▸ Exercise: Return each line of the entries that holds the string "degree".

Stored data
PR #212, opened 2021-07-10
Prevent land adjacencies with fire danger

jruderman:
Some of these are extremely dangerous (r'lyeh + rose). Most of them are at least somewhat dangerous and weird thematically.

### DIFF
--- a/landlock.cpp
+++ b/landlock.cpp
@@ -248,17 +248,19 @@ EX int isRandland(eLand l) {
   return 0;
   }
 
+EX bool landStartsFires(eLand l) {
+  return (l == laPower || l == laVolcano || l == laDragon || l == laEFire || l == laRlyeh);
+  }
+
+EX bool landCatchesFire(eLand l) {
+  return (l == laWineyard || l == laDryForest || l == laEndorian || l == laRose);
+  }
+
 EX bool incompatible1(eLand l1, eLand l2) {
   if(isCrossroads(l1) && isCrossroads(l2)) return true;
+  if(landStartsFires(l1) && landCatchesFire(l2)) return true;
   if(l1 == laJungle && l2 == laMotion) return true;
   if(l1 == laMirrorOld && l2 == laMotion) return true;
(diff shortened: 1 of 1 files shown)


Quuxplusone:
I (think I) see what you mean about how if the Rose Garden catches fire, you probably just die. And I definitely think your patch cleans up the intent of the code very well. But... maybe the Dry Forest should be moved from the "catches fire" list to the "starts fires" list? Because:

- Dry Forest *does* catch fire, but it's not catastrophic when it does, right? It's practically expected that it will.
- I think it'd be pretty cool if you managed to start a fire in the Dry Forest by chaining from the Land of Power, so let's keep that coolness possible.
- But it should be added to the other list, because a fire in the Rose Garden is equally dangerous no matter whether it's started by a Fire Cultist (R'lyeh) or a Fire Fairy (Dry Forest).

In other words, I think the lists should be "has any way to start fires" and "is _especially unbalanced_ if it ever catches fire." The latter list wouldn't contain Dry Forest, and might not contain some other lands too, I dunno.

jruderman:
Maybe the Dry Forest should be on both lists? Getting Dragon'd in the Dry Forest is a dangerous surprise, but having a Fire Fairy follow you into Yendorian Forest is also dangerous.

ammongit:
I think it should be on both lists, it's both a source of fires and pretty radically changes when it catches fire (even if it's expected that it will).

landlock.cpp
```diff
@@ -248,17 +248,19 @@ EX int isRandland(eLand l) {
   return 0;
   }
 
+EX bool landStartsFires(eLand l) {
+  return (l == laPower || l == laVolcano || l == laDragon || l == laEFire || l == laRlyeh);
```
ammongit, line 252: As discussed in comments:
```suggestion
  return (l == laPower || l == laVolcano || l == laDryForest || l == laDragon || l == laEFire || l == laRlyeh);

```

PR #213, opened 2021-07-10
Move land check functions to the top

ammongit:
Minor PR that is a complement to https://github.com/zenorogue/hyperrogue/pull/212.

It standardizes the function such that land check functions appear at the top rather than scattered throughout.


jruderman:
Could these symmetric checks (crossroads/elemental) be moved from incompatible1() to incompatible()?

ammongit:
I see, `incompatible()` is the wrapper. You're suggesting moving it because the symmetry means additional checks are being performed that are not necessary.

PR #214, opened 2021-07-10
Strip trailing whitespace

emmiegit:
While editing the files, I noticed a lot of them had trailing whitespace without any particular reason for being there. This PR removes them.

You can verify this only affects whitespace using the following setting in the "files" tab:
image


zenorogue:
Thanks for this PR! I have not accepted it because IMO the disadvantages seem to be greater (the possibility of breaking patches because the patcher is not sure to do because whitespace does not match). Similar with another pull request (#283). However, I usually try to avoid trailing whitespaces in new commits.

PR #220, opened 2021-07-11
Use offsetof to reduce UB

jruderman:
During startup, tailored_alloc() trips Clang's UBSan:

```
locations.cpp:184:28: runtime error: member access within null pointer of type 'const hr::heptagon'
SUMMARY: UndefinedBehaviorSanitizer: undefined-behavior locations.cpp:184:28 in
```

and so does connection_table's spintable():

```
locations.cpp:137:73: runtime error: member access within address 0x60c000064278 which does not point to an object of type 'hr::heptagon'
0x60c000064278: note: object has invalid vptr
 00 00 00 00  00 00 00 00 00 00 00 00  00 00 00 00 00 00 00 00  00 00 00 00 00 00 00 00  00 00 00 00
              ^~~~~~~~~~~~~~~~~~~~~~~
              invalid vptr
SUMMARY: UndefinedBehaviorSanitizer: undefined-behavior locations.cpp:137:73 in
```

Both of these can be solved by switching from fake-pointer-ops to offsetof, which is intended for this purpose. Unfortunately, using offsetof with these types triggers a warning at compile time:

```
locations.cpp:183:11: error: offset of on non-standard-layout type 'hr::cell' [-Werror,-Winvalid-offsetof]
```

The warning can be suppressed for Clang using -Wno-invalid-offsetof. I think this is legit: [offsetof is widely supported beyond 'standard-layout classes', and future C++ standards may remove the warning in some or all cases](http://www.open-std.org/jtc1/sc22/wg21/docs/papers/2018/p0897r0.html).

I have only tested this with Clang on macOS.


locations.cpp
```diff
@@ -178,10 +178,9 @@ template<class T> struct connection_table {
...
 
 template<class T> T* tailored_alloc(int degree) {
-  const T* sample = nullptr;
   T* result;
 #ifndef NO_TAILORED_ALLOC
-  int b = (char*)&sample->c.move_table[degree] + degree - (char*) sample;
+  int b = offsetof(T, c) + offsetof(connection_table<T>, move_table) + sizeof(T*) * degree + degree;
   result = (T*) new char[b];
   new (result) T();
 #else
```
Quuxplusone, line 186: I'd rather see
```
#ifdef NO_TAILORED_ALLOC
  result = new T;
#else
  int b = offsetof(T, c.move_table[degree]) + degree;
  result = ::new (::operator new(b)) T;
#endif
```
and in `tailored_delete`,
```
#ifdef NO_TAILORED_ALLOC
  delete x;
#else
  x->~T();
  ::operator delete((void*)x);
#endif
```

mymake.cpp
```diff
@@ -75,7 +75,7 @@ void set_linux() {
 
 void set_mac() {
   preprocessor = "g++ -E";
-  compiler = "g++ -march=native -W -Wall -Wextra -pedantic -Wno-unused-parameter -Wno-implicit-fallthrough -c";
+  compiler = "g++ -march=native -W -Wall -Wextra -pedantic -Wno-unused-parameter -Wno-implicit-fallthrough -Wno-invalid-offsetof -c";
```
Quuxplusone, line 78: Off-topic: I notice a bunch of new `-Winconsistent-missing-override`, `-Woverloaded-virtual`, and `-Wextra-semi` warnings locally on OSX. We should probably fix those somewhere. :)

PR #239, opened 2021-07-15
Peace mode: don't switch places with dice

jruderman:
This prevents a crash due to the dice map not having an entry for the Animated Die's new location.

However, it allows the player to occupy the same cell as an Animated Die, which is weird, so I'm not sure this is the best solution.


ammongit:
Is it possible to turn dice enemies into movement restrictions on peaceful? "You cannot move through the Angry Die!" type thing?

zenorogue:
Trying to move into a die, multi-tile monster, or a saved tortoise now generates a message saying this is impossible. (Also fixed the lack of message when no place to switch with a Golem.)

PR #246, opened 2021-07-18
Adc

### LINKED ISSUE #244: ADC implicitly adds empty entries to all_drawn_copies
Autoplay in Dry Forest spends a lot of time in drawFlashes, and part of the reason is the way `ADC` accesses `all_drawn_copies`.

**Current code**

```
#define ADC(V,c) for(const shiftmatrix& V: current_display->all_drawn_copies[c])
```

When `all_drawn_copies` lacks an entry for `c`, this _implicitly creates an entry_ with an empty vector and inserts it into the map.

**Possible solution 1: check map::count first**

```
#define ADC(V,c) if (current_display->all_drawn_copies.count(c)) for(const shiftmatrix& V: current_display->all_drawn_copies[c])
```

This has the disadvantage of searching the map twice: once for `count` (or `contains`), once for `[]` (or `at`). Still, it seems faster overall.

**Possible solution 2: create an outer loop using map::find**

```
#define ADC_helper(V,c,adc) for(auto it = adc.find(c); it != adc.end(); it = adc.end()) for(const shiftmatrix& V: it->second)
#define ADC(V,c) ADC_helper(V, c, current_display->all_drawn_copies)
```

This only searches the map once, and avoids modifying the map, but there's a lot about map iterators that I don't understand.

* Does this make `it` contain its own copy of the `vector<shiftmatrix>`? If so, maybe `const auto &it` could avoid copying, but that made Clang balk at `it = adc.end()`.
* Does `adc.end()` contain or point to a fake element with an empty vector? If so, where do these come from?

Quuxplusone:
Fixes #244.

Right now the replacement code is of the form
```
for (const shiftmatrix& V : hr::span_at(current_display->all_drawn_copies, dragon::target)) {
```
but maybe it would be nicer to make it a member function of `current_display`; what do you think?
```
for (const shiftmatrix& V : current_display->all_drawn_copies_at(dragon::target)) {
```

I didn't do that mainly because I don't know whether the preposition should be `_at` or something else. I just refactored the C++, didn't really try to understand what it _means_. ;)

### DIFF
--- a/graph.cpp
+++ b/graph.cpp
@@ -45,7 +45,24 @@ EX bool hide_player() {
      ;
   }
 
-#define ADC(V,c) if (auto *it = hr::find_or_null(current_display->all_drawn_copies, c)) for(const shiftmatrix& V: it->second)
+template<class T>
+class span {
+  T *begin_ = nullptr;
+  T *end_ = nullptr;
+
+  public:
+  explicit span() = default;
+  explicit span(T *p, int n) : begin_(p), end_(p + n) {}
+  T *begin() const { return begin_; }
+  T *end() const { return end_; }
+  };
+
+template<class Map, class Key>
+hr::span<const shiftmatrix> span_at(const Map& map, const Key& key) {
+  auto it = map.find(key);
+  return (it == map.end()) ? hr::span<const shiftmatrix>() : hr::span<const shiftmatrix>(it->second.data(), it->second.size());
+  }
+#define ADC(V,c) for (const shiftmatrix& V : hr::span_at(current_display->all_drawn_copies, c))
 
 EX hookset<bool(int sym, int uni)> hooks_handleKey;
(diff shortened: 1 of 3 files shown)


zenorogue:
74052ef is C++17, isn't it?  (The Steam compiler is still stuck at C++11)

Quuxplusone:
@zenorogue wrote:
> 74052ef is C++17, isn't it? (The Steam compiler is still stuck at C++11)

Nope! Actually, my original code used some `auto` return types (C++14), and the Makefile forcibly reminded me to stick to `-std=c++11`. :)  You're thinking of C++17 `if (auto x = y; z)`, but simple `if (auto x = y)` has been legal since C++11 (and `if (T x = y)` since C++98). Relevant blog post: https://quuxplusone.github.io/blog/2020/10/28/while-with-initializer/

▸ Task answer:
 template<class T> T* tailored_alloc(int degree) {
-  int b = (char*)&sample->c.move_table[degree] + degree - (char*) sample;
+  int b = offsetof(T, c) + offsetof(connection_table<T>, move_table) + sizeof(T*) * degree + degree;
  int b = offsetof(T, c.move_table[degree]) + degree;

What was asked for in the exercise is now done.